In the sample shown, the average latency is around 12 s.  Gnip documentations estimates
that the stream enhancement adds about 10s of latency on average.  The 
GnipStreamCollectorMetrics.py adds approximately 1.5s on average.

An R utility is provided to create boxplots of latencies. (See ./R/plotLatency.r)

Example 4: Files
-----------------

To store data in files, edit gnip.cfg to set the appropriate rollduration and set
the filepath.  Don't forget to set the processtype to "files"

...
filepath=/Users/scotthendrickson/IdeaProjects/RuleProduction/data
...

...
# store stream contents in files by year, month, day, hour, min
processtype=files
...

Run script.

Scott-Hendricksons-MacBook-Pro ~/IdeaProjects/RuleProduction/src> ./GnipStreamCollectorMetrics.py 
(no output expected)

When you look in the data path:

Scott-Hendricksons-MacBook-Pro ~/IdeaProjects/RuleProduction/data> tree
.
└── 2012
    └── 01
        └── 06
            └── 14
                ├── Powertrack_201201061448497544.gz
                ├── Powertrack_201201061448783761.gz
                └── Powertrack_201201061449705606.gz
...

New directories will be created for every hour.  Here the rollduration is set to 
60s so a new file is created every minute.

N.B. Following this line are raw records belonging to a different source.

Issue #770, opened 2025-08-04
ShellDragSupportTest::handleMouseMove test failure


gnl42:
Seeing this error in Windows 11 for the current main:

```
Argument(s) are different! Wanted:
shell.setLocation(
    106,
    160
);
-> at org.eclipse.swt.widgets.Shell.setLocation(Shell.java:1583)
Actual invocations have different arguments at positions [0, 1]:
shell.setLocation(
    100,
    150
);
-> at org.eclipse.mylyn.commons.ui.ShellDragSupportTest.setUp(ShellDragSupportTest.java:42)
shell.setLocation(
    Point {100, 150}
);
...
```

[ShellDragSupportTest.handleMouseMove-stackTrace.txt](https://github.com/user-attachments/files/21573702/ShellDragSupportTest.handleMouseMove-stackTrace.txt)

PR #1168, opened 2026-06-28
ShellDragSupportTest.handleMouseMove fails when Shell.zoom() !== 100

merks:
- Given the test is known to fail when the shell zoom is not 100 and given that the GHA and Jenkins buld always run with zoom 100, we could avoid local test failure avoiding to run the test when the zoom isn't 100.

### DIFF
--- a/mylyn.commons/org.eclipse.mylyn.commons.ui.tests/src/org/eclipse/mylyn/commons/ui/ShellDragSupportTest.java
+++ b/mylyn.commons/org.eclipse.mylyn.commons.ui.tests/src/org/eclipse/mylyn/commons/ui/ShellDragSupportTest.java
@@ -14,6 +14,7 @@ package org.eclipse.mylyn.commons.ui;
 
 import static org.junit.jupiter.api.Assertions.assertEquals;
 import static org.junit.jupiter.api.Assertions.assertTrue;
+import static org.junit.jupiter.api.Assumptions.assumeTrue;
 import static org.mockito.ArgumentMatchers.eq;
 import static org.mockito.Mockito.mock;
 import static org.mockito.Mockito.spy;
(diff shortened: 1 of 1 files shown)


merks:
@gnl42 

I ran all the Mylyn tests locally and only this one test fails and if and only if my monitor zoom != 100.  So I would like to add an assumption to avoid that failure to ensure that I can more easily verify that the full build works locally with no tests errors.

OK?

ruspl-afed (approved):
LGTM

mylyn.commons/org.eclipse.mylyn.commons.ui.tests/src/org/eclipse/mylyn/commons/ui/ShellDragSupportTest.java
```diff
@@ -27,6 +27,7 @@
 import org.eclipse.swt.widgets.Display;
 import org.eclipse.swt.widgets.Event;
 import org.eclipse.swt.widgets.Shell;
+import org.junit.jupiter.api.Assumptions;
```
gnl42: import static?

mylyn.commons/org.eclipse.mylyn.commons.ui.tests/src/org/eclipse/mylyn/commons/ui/ShellDragSupportTest.java
```diff
@@ -82,6 +83,9 @@ public void handleMouseMove() {
 		handleEvent(SWT.MouseMove, 110, 160);
 		assertEquals(new Point(100, 150), shell.getLocation());
 
+		int zoom = shell.getZoom();
+		Assumptions.assumeTrue(zoom == 100, "This test is skipped if the monitor zoom is not 100: zoom=" + zoom); //$NON-NLS-1$
```
gnl42: Test classes have been using '@SuppressWarnings("nls")'

gnl42 (approved):
Works for me. Another version of #770

merks:
@gnl42 

Thanks for the feedback.  All good ideas and all incorporated.  Also a link to the issue in the commit.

If your input stream is JSON-formated, you can additionally parse it with Gnacs before writing to disk:

...
# store stream contents in files by year, month, day, hour, min
processtype=files-gnacs
...

Your cfg file must have a [gnacs] block, with a mandatory parameter 'delim' and an optional parameter
'options', which sets the Gnacs options.

...
[gnacs]
options=gulist
delim=|
,,,

When using 'files-gnacs', the output directory structure and files names are the same as for 'files'.

Example 5: Rules
-----------------

To store counts of rule matches, edit gnip.cfg to set the appropriate rollduration and set
the filepath.  Set the processtype to "rules". The output will have the same structure as
"file" and "file-gnacs".

...
filepath=/Users/scotthendrickson/IdeaProjects/RuleProduction/data
...

...
processtype=rules
...

Run script.

Scott-Hendricksons-MacBook-Pro ~/IdeaProjects/RuleProduction/src> ./GnipStreamCollectorMetrics.py 
(no output expected)

When you look in the data path:

Scott-Hendricksons-MacBook-Pro ~/IdeaProjects/RuleProduction/data> tree
.
└── 2012
    └── 01
        └── 06
            └── 14
                ├── Powertrack_201201061448497544.counts
                ├── Powertrack_201201061448783761.counts
                └── Powertrack_201201061449705606.counts
...

New directories will be created for every hour.  Here the rollduration is set to 
60s so a new file is created every minute.

Enjoy!